- Assigned task
Reproduce the data below word for word.

- Dataset extract
PR #753, opened 2023-05-05
feat(site launch enums): more meaningful naming

kishore03109:
Modify enums to be more meaningful

### DIFF
--- a/microservices/site-launch/shared/types.ts
+++ b/microservices/site-launch/shared/types.ts
@@ -5,9 +5,12 @@ export enum SiteLaunchLambdaType {
 }
 
 export enum SiteLaunchLambdaStatus {
-  SUCCESS = "success",
-  FAILURE = "failure",
-  PENDING = "pending",
+  SUCCESS_SITE_LIVE = "success - site live",
+  SUCCESS_PROPAGATING = "success - propagating",
+  FAILURE_WRONG_CLOUDFRONT_DISTRIBUTION = "failure - wrong cloudfront distribution",
+  FAILURE_CLOUDFRONT_ALIAS_CLASH = "failure - cloudfront alias clash",
+  PENDING_DURING_SITE_LAUNCH = "pending - during site launch",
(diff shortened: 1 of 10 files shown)


microservices/site-launch/shared/types.ts
```diff
@@ -5,12 +5,15 @@ export enum SiteLaunchLambdaType {
...
 export enum SiteLaunchLambdaStatus {
-  SUCCESS = "success",
-  FAILURE = "failure",
-  PENDING = "pending",
+  SUCCESS_SITE_LIVE = "success - site live",
+  SUCCESS_PROPAGATING = "success - propagating",
+  FAILURE_WRONG_CLOUDFRONT_DISTRIBUTION = "failure - wrong cloudfront distribution",
+  FAILURE_CLOUDFRONT_ALIAS_CLASH = "failure - cloudfront alias clash",
+  PENDING_DURING_SITE_LAUNCH = "pending - during site launch",
+  PENDING_PRE_SITE_LAUNCH = "pending - pre site launch",
```
seaerchin, line 13: i suddenly realised we don't tag the state here but have to parse the string manually... 
eg: 
```ts 
export type SiteLaunchStatus = { 
  state: "success" | "failure" | "pending"
  message: keyof typeof SiteLaunchLambdaStatus
}  
```

makes the enum more complicated to work with because the state is now implicitly tied to the portion before `-`, which might not be upheld/noticed

seaerchin (commented):
comment regarding the type itself, rest is ok

microservices/site-launch/shared/types.ts
kishore03109: oo this is a good suggestion, thanks!

seaerchin (approved):
lgtm, i skimmed over the remaining changes as they appeared to be largely changes related to renaming + using the new type.

pls dismiss this review if that's not the case

seaerchin (approved):
lgtm, i skimmed over the remaining changes as they appeared to be largely changes related to renaming + using the new type.

pls dismiss this review if that's not the case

- Task result
PR #753, opened 2023-05-05
feat(site launch enums): more meaningful naming

kishore03109:
Modify enums to be more meaningful

### DIFF
--- a/microservices/site-launch/shared/types.ts
+++ b/microservices/site-launch/shared/types.ts
@@ -5,9 +5,12 @@ export enum SiteLaunchLambdaType {
 }
 
 export enum SiteLaunchLambdaStatus {
-  SUCCESS = "success",
-  FAILURE = "failure",
-  PENDING = "pending",
+  SUCCESS_SITE_LIVE = "success - site live",
+  SUCCESS_PROPAGATING = "success - propagating",
+  FAILURE_WRONG_CLOUDFRONT_DISTRIBUTION = "failure - wrong cloudfront distribution",
+  FAILURE_CLOUDFRONT_ALIAS_CLASH = "failure - cloudfront alias clash",
+  PENDING_DURING_SITE_LAUNCH = "pending - during site launch",
(diff shortened: 1 of 10 files shown)


microservices/site-launch/shared/types.ts
```diff
@@ -5,12 +5,15 @@ export enum SiteLaunchLambdaType {
...
 export enum SiteLaunchLambdaStatus {
-  SUCCESS = "success",
-  FAILURE = "failure",
-  PENDING = "pending",
+  SUCCESS_SITE_LIVE = "success - site live",
+  SUCCESS_PROPAGATING = "success - propagating",
+  FAILURE_WRONG_CLOUDFRONT_DISTRIBUTION = "failure - wrong cloudfront distribution",
+  FAILURE_CLOUDFRONT_ALIAS_CLASH = "failure - cloudfront alias clash",
+  PENDING_DURING_SITE_LAUNCH = "pending - during site launch",
+  PENDING_PRE_SITE_LAUNCH = "pending - pre site launch",
```
seaerchin, line 13: i suddenly realised we don't tag the state here but have to parse the string manually... 
eg: 
```ts 
export type SiteLaunchStatus = { 
  state: "success" | "failure" | "pending"
  message: keyof typeof SiteLaunchLambdaStatus
}  
```

makes the enum more complicated to work with because the state is now implicitly tied to the portion before `-`, which might not be upheld/noticed

seaerchin (commented):
comment regarding the type itself, rest is ok

microservices/site-launch/shared/types.ts
kishore03109: oo this is a good suggestion, thanks!

seaerchin (approved):
lgtm, i skimmed over the remaining changes as they appeared to be largely changes related to renaming + using the new type.

pls dismiss this review if that's not the case

seaerchin (approved):
lgtm, i skimmed over the remaining changes as they appeared to be largely changes related to renaming + using the new type.

pls dismiss this review if that's not the case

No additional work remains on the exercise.